First, you need a good prime number checker. Wikipedia has an implementation -- It could probably be optimized a bit further depending on python version, etc.
Now, make a list of the indices of all prime numbers:
indices = [i for i, val in enumerate(data) if is_prime(val)]
Next, pick an arbitrary number and find it's index (or not arbitrary ...).
n = random.choice(data)
idx = data.index(n)
we're almost there ... bisect your way to figure out where the index of n
fits in the indices list.
indices_idx = bisect.bisect_left(indices, idx)
Now, to figure out whether the closer number is on the left or the right we need to look at the values.

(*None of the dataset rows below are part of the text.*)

PR #479, opened 2024-01-03
feat: Create Rust gRPC client for Runner

darunrs:
A Rust gRPC Client for Runner is necessary to allow Coordinator V2 to control executors. Coordinator V2 will be responsible for keeping executors up to date and handle failures in executors (e.g. worker crashes). 

Coordinator V2 will go in another folder. Therefore, most of the code here needs to be migrated once Coordinator V2 is ready.


morgsmccauley (approved):

darunrs:
Had offline discussion with Morgan about the below: 

Hey Morgan. Something I noticed just now while thinking over the rust client. I remembered that the docker file structure is a bit different than local so I tried to docker compose build and it actually broke on two fronts: protoc not installed and proto not found. The protoc part is an easy fix: update the Dockerfile. The proto not found I think is a bit tougher. I'd need to copy it into the docker, but that's not doable since the build context is indexer/, which doesn't include runner. So, I have these options for proceeding, I believe:
Don't copy anything, add a .ok() to forcibly suppress the tonic_build errors (if any), and figure out the file later. (What is currently in [PR](https://github.com/near/queryapi/pull/479) now)
Expand build context for coordinator to include runner, copy the file in, and adjust Dockerfile accordingly.
Copy the file directly into coordinator for now and implement a better solution later.

As a result of the discussions, we agreed that the amoutn of code that depends on his https://github.com/near/queryapi/pull/444 PR is too high. So, he can integrate this work into his PR instead and resolve any integration problems that might exist. I will test out approach 2 today since we know 1+3 theoretically works already.

morgsmccauley:
Duplicates https://github.com/near/queryapi/pull/491

PR #480, opened 2024-01-03
Feat/editor error logging

jl-santana:
#### Changes Made:
- Implemented a function to validate types and format from SQL schema, enhancing the schema editor's error logging capabilities.
- Reduced error states and removed unnecessary Alerts for improved code clarity.
- Added debounce functionality to schema validation for enhanced performance.
- Created a dedicated __tests__ folder to improve project folder structure.

https://github.com/near/queryapi/assets/15988846/0030c4c9-71af-4c2c-9736-9f07360581bd


roshaans (commented):
Thanks for submitting this PR @jl-santana 

Nice addition on the debounce logic! 

We recently had one state variable to keep track of our Editor error states and that caused a few issues: 
1. If there are issues in multiple files (indexerFunction.js, schema, or type generation from schema), the user would only see one of these errors. So we made them explicit in order to show the full exhaustive list of errors. You can check out his [PR here](https://github.com/near/queryapi/pull/449) for more details or this [issue](https://github.com/near/queryapi/issues/452)

I think we should leave these as exhaustive even if they seem redundant as without it, its really difficult to track down which of the following is causing the issue (code, schema, typegeneration).

Open to hear about other suggestions on how to improve this!

jl-santana:
@roshaans and I synced offline, tested the new flow, and found that using only one error state suffices for user communication. Additionally, the new flow prevents indexer registration in case of a schema error. I'll further test it on dev before deploying to prod.

gabehamilton:
> Additionally, the new flow prevents indexer registration in case of a schema error. 

That sounds worrisome since our client side schema validation often hasn't supported valid SQL features that we need in the schema (for example, `DEFAULT ''`)

jl-santana:
@gabehamilton valid point, can we meet about this?

jl-santana:
@gabehamilton, @darunrs  and I synced offline to discuss this issue. 
- We decided to block the user from register a function if there is a formatting error on the schema, in the case of a type generation error, we will let the user know that a contextDB object wont be generated but he can choose whether to proceed

PR #488, opened 2024-01-04
feat: Toggle Runner Version

### LINKED ISSUE #478: Enable Toggle between Endpoint and Redis Control of Executors
Runner needs to be capable of switching between using endpoint based control of runners, and using the existing redis polling method. 

Potential options below.

darunrs:
Runner will need the ability to start using V1 (Polling Redis to start streams) or V2 (Starting streams upon receiving calls to gRPC server) depending on an environment variable we set before deployment. This way, we can make the migration from V1 to V2 and roll that back without too much difficulty. 

In order to do this, the main thread needs to have a separate map of stream handlers owned by the grpc server. The server needs to be spun up only in V2 mode. And Redis polling should only happen in V1 mode. In addition, the worker thread needs to only poll Redis stream storage for indexer config in V1 mode. To do so, only V2 will pass in the config into the worker upon executor init. This provides version control over indexer config as well. 

Finally, I addressed some remaining TODOs leftover. Mainly returning more information, tracking status of executors, and returning all. information available when listing executors. 

For now, I've defaulted the version to V1, if the env variable is not set.

### DIFF
--- a/runner/package-lock.json
+++ b/runner/package-lock.json
@@ -23,7 +23,10 @@
         "prom-client": "^14.2.0",
         "redis": "^4.6.7",
         "verror": "^1.10.1",
-        "vm2": "^3.9.19"
+        "vm2": "^3.9.19",
+        "zipkin": "^0.22.0",
+        "zipkin-context-cls": "^0.22.0",
+        "zipkin-transport-http": "^0.22.0"
       },
       "devDependencies": {
         "@types/express": "^4.17.17",
@@ -34,6 +37,7 @@
         "@types/pg-format": "^1.0.2",
         "@types/pluralize": "^0.0.29",
         "@types/verror": "^1.10.6",
+        "@types/zipkin-context-cls": "^0.11.7",
         "@typescript-eslint/eslint-plugin": "^5.62.0",
         "@typescript-eslint/parser": "^5.62.0",
         "eslint": "^8.46.0",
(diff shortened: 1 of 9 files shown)


darunrs:
Some tests I ran manually: 

Unset RUNNER_VERSION and verify Runner starts in V1. 
Run `export RUNNER_VERSION=V1` and verify V1 started. Tried calling server and received connection refused. 
Run `export RUNNER_VERSION=V2` and verify V2 started. Then, make the following calls:
- list executors and verify empty list returned
- start one executorA which runs
- list executors and verify it shows up with running status
- stop the executorA
- list again and verify no executors show up
- start executorA again
- start another executorB with a hard coded flag which makes worker crash if the account matches this indexer
- list executors immediately after executorB and verify both executors show up with running status
- verify executorA continues to run while executorB stops running
- list executors again and verify A has running status while B has stopped status
- stop executorB
- list executors and verify executorA is only one in list

runner/src/index.ts
```diff
@@ -16,24 +18,38 @@ void (async function main () {
...
+      console.log('Starting Runner in V2 mode.');
+      runnerServer = startRunnerServer();
+    } else if (version === 'V1') {
+      console.log('Starting Runner in V1 mode.');
+    } else {
+      console.error('Unknown version', version);
+      process.exit(1);
+    }
+
     while (true) {
```
morgsmccauley, line 32: I'm not sure it's a good idea to just loop indefinitely, it will probably take up more CPU than necessary. Maybe we can set a timeout with an hour (?) delay instead. This will keep the event loop busy but reduce the amount of work done.

darunrs: Yeah that makes sense. Will do!

morgsmccauley: Looks like `setInterval()` isn't even needed, the application stays live without it, probably because there are bound ports. We can remove entirely :)

darunrs: Oh. Huh I don't know why I didn't attempt to try that out. Let me give that a go and I will remove it!

darunrs:
So we have decided to pivot away from a full release to a rolling release of V2. As a result, this PR will change to instead be focused on an approach where V and V2 share the same stream handlers, allowing Coordinator to affect the Redis streams set on its own, and turn off any executor, V1 or not. This allows to later introduce a allow list to transition indexers to V2 while only requiring allow list visibility to coordinator.

darunrs:
New use cases to test manually:
Redis set executor stopped by Server
Stopped executor restarted by server
Stopped executor restarted by redis
List shows both redis and non-redis streams

I believe that by returning a version of -1, we can make the change in Coordinator V2 trivial (I might be wrong about this):
If we put an if statement for the synchronizing executors code for the allow list, then whenever something is added, the code will see an existing executor, see a mismatched version, and stop and restart it. We only need to remove the stream from Redis before restarting. This could be a check for if version is -1 or something. Just an idea. 

Regardless, this code is now "live" as it does not care what version Coordinator is active. It will immediately execute anything its told to do. So, we should be careful when deploying Coordinator V2 to not enable that infra until we are ready. 

I've also added a env variable lock on the start and stop endpoints so we can deploy this to whatever env without explicitly enabling V2 functionality until we are ready.

runner/package-lock.json
```diff
@@ -23,7 +23,10 @@
         "prom-client": "^14.2.0",
```
morgsmccauley, line 23: Seems strange for this file to change when the dependencies in `package.json` have not changed - is this needed?

runner/src/server/runner-server.ts
```diff
@@ -2,28 +2,28 @@ import * as grpc from '@grpc/grpc-js';
...
   ) as unknown) as ProtoGrpcType;
 
   const server = new grpc.Server();
-  server.addService(runnerProto.runner.Runner.service, getRunnerService(StreamHandler));
+  server.addService(runnerProto.runner.Runner.service, getRunnerService(executors));
   const credentials = grpc.ServerCredentials;
 
   server.bindAsync(
-    '0.0.0.0:50007', // TODO: Read port from ENV
+    `${process.env.RUNNER_HOST ?? 'undefined'}:${process.env.RUNNER_PORT ?? 'undefined'}`,
```
morgsmccauley, line 20: We should probably just `assert()` these exist rather than setting to `undefined`?

runner/src/server/runner-service.ts
```diff
@@ -33,10 +29,20 @@ function getRunnerService (StreamHandlerType: typeof StreamHandler): RunnerHandl
         return;
       }
 
+      // TODO: Remove toggle after full V2 migration
+      if (process.env.RUNNER_VERSION !== 'V2') {
```
morgsmccauley, line 33: I'm not sure we even need a 'version' anymore. There's little harm in allowing this code to execute without this toggle, because it doesn't change the default behaviour. We need to actually call the RPC endpoints for something to happen.

runner/src/server/runner-service.ts
```diff
@@ -86,21 +112,27 @@ function getRunnerService (StreamHandlerType: typeof StreamHandler): RunnerHandl
...
-      console.log('ListExecutors called');
-      // TODO: Return more information than just executorId
       const response: ExecutorInfo__Output[] = [];
       try {
-        streamHandlers.forEach((handler, executorId) => {
-          if (handler.indexerConfig?.account_id === undefined || handler.indexerConfig?.function_name === undefined) {
-            throw new Error(`Stream handler ${executorId} has no/invalid indexer config.`);
+        executors.forEach((handler, executorId) => {
+          let config = handler.getIndexerConfig();
+          if (config === undefined) {
```
morgsmccauley, line 119: Under what conditions is this `undefined`?

runner/src/stream-handler/stream-handler.ts
```diff
@@ -33,12 +38,19 @@ export default class StreamHandler {
     }
   }
 
+  getIndexerConfig (): IndexerConfig | undefined {
```
morgsmccauley, line 41: Why don't we just keep `indexerConfig` `public` and then just read it directly? Is there benefit to this getter?

runner/src/server/runner-service.ts
morgsmccauley: Oh because the config is read internally 🤔 So we'll get no information for all V1 indexers?

morgsmccauley (commented):
Great job! Just a few comments :)

runner/package-lock.json
darunrs: Ah no these changes are not necessary. These changes are from a different branch where I am instrumenting Runner with a tracer library. Not sure why the changes carried over between checkouts. Maybe package-lock is ignored by gitignore? Good catch though! I'll reset the lock file and submit that.

runner/src/server/runner-server.ts
darunrs: That would work! Will change.

runner/src/server/runner-service.ts
darunrs: I wasn't sure if we wanted an always active V2 form of Runner depending on how we activate Coordinators during the transition. But yeah the impact is probably minimal, so I'll remove the toggle.

runner/src/server/runner-service.ts
darunrs: Correct. The config is passed in for V2 executors and is used as opposed to pulling config from Redis. So, aside from my hardcoded obviously incorrect version number, the empty config should be another indicator its a V1 indexer.

runner/src/stream-handler/stream-handler.ts
darunrs: I guess it comes down to write protection. indexerConfig will be write-able after being passed in as public, which didn't fit the intention of the config which is passed in and is only internally modified. I initially had it as public since we would modify it in the updateExecutor API but we don't need that anymore.

runner/src/server/runner-service.ts
morgsmccauley: We'll need the account ID/function name so we know which executor to stop, we can probably extract that from the redis stream key, which in this case would be the `executorId`?

runner/src/stream-handler/stream-handler.ts
morgsmccauley: I think we can have it a `public readonly` so that it is visible externally, but can't be modified.

darunrs: OH. I don't know why I forgot. The underlying fields for the object can be modified, but not the config object's reference. So yeah that would work. I need field modification to update the status of the executor if it fails.

morgsmccauley: Ahh, yeah you're right, only the reference itself is `readonly`.

It seems strange to have `IndexerConfig.status`, it isn't _really_ part of the configuration of the Indexer. I think we should have `status` as a separate property of the `StreamHandler`/`Executor`, as it's related to the execution of that configuration.

Then we can we can keep `indexerConfig` immutable, as it should be?

darunrs: Yeah I thought the same thing just now looking back on it. I think that's probably a fair separation to make, and we might as well make it early on. 

I don't think I can even make indexerConfig immutable easily. readonly is the strongest immutability characteristic I get in TypeScript without spending extra effort in some way (Deep immutability through freezing, separating inner fields, etc.), I believe. I don't think we need to go that far here. 

I'll make a separate set of attributes called ExecutorContext perhaps, which contains information like status.

morgsmccauley: Yeah, I think `Object.freeze` or `as const` is what we want, but we probably don't need to commit to that at this point.

runner/src/server/runner-service.ts
darunrs: Yep that's correct. The redis stream is the "executorId" for V1 indexers. In fact, list functions API returns the redisStream as the executor Id for V1 indexers.

morgsmccauley: So in that case can we extract the `account_id` and `function_name` from the redis stream and populate that information here

darunrs: I hadn't populated it before since I thought it wasn't needed. What's the information used for given executorId is all that's necessary to drop an indexer?

morgsmccauley: The `executorId` is all that is needed to stop the executor, but we need to know which indexer that ID corresponds to in order to stop the right one.

We could to the `executorId`/redis stream parsing on the Coordinator side, but I want to avoid making that assumption since it won't be true in V2.

darunrs: Oh I see. Ok, sorry I understand what you're getting at now. Yeah, let me go ahead and do that parsing.

darunrs:
Example listing of V1 and V2 indexers together. I manually populated streams with 2 and then added one more using the API.  

```
start:  {
  executorId: '5fa3c3ee92d875791598e775738d1fd98a889a10979b600c154e40f9965892c8'
}
list:  {
  executors: [
    {
      executorId: 'flatirons.near/social_blockheight:real_time:stream',
      accountId: 'flatirons.near',
      functionName: 'social_blockheight',
      status: 'RUNNING',
      version: [Long]
    },
    {
      executorId: 'flatirons.near/sweat_blockheight:real_time:stream',
      accountId: 'flatirons.near',
      functionName: 'sweat_blockheight',
      status: 'RUNNING',
      version: [Long]
    },
    {
      executorId: '5fa3c3ee92d875791598e775738d1fd98a889a10979b600c154e40f9965892c8',
      accountId: 'darunrs.near',
      functionName: 'test_sweat_blockheight',
      status: 'RUNNING',
      version: [Long]
    }
  ]
}
```

morgsmccauley (approved):
Great work :)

# Some additional error handling needs to happen here to make sure that the index
# actually exists, but this'll work for stuff in the center of the list...
prime_idx_left = indices[indices_idx - 1]
prime_idx_right = indices[indices_idx]
and finally, figure out which index is closer and pull out the value:
if (idx - prime_idx_left) <= (prime_idx_right - idx):
closest_prime = data[prime_idx_left]
else:
closest_prime = data[prime_idx_right]
Note I cooked this up under the assumption that you'll be using the same list over and over. If you're not, you'd do better to just:
- find the index of the number you're interested in.
- find the index of the first prime to the right (if it exists)
- find the index of the first prime to the left (if it exists)
- Check which one is closer
e.g.
def find_idx_of_prime(lst, start_idx, stop_idx, dir):
for ix in xrange(start_idx, stop_idx, dir):
if is_prime(lst[ix]):
return ix
return dir*float('inf')
idx = data.index(number)
left_idx = find_idx_of_prime(data, idx, 0, -1)
right_idx = find_idx_of_prime(data, idx, len(data), 1)
prime_idx = left_idx if idx - left_idx < right_idx - idx else right_idx
prime_value = data[prime_idx] # raises TypeError if no primes are in the list.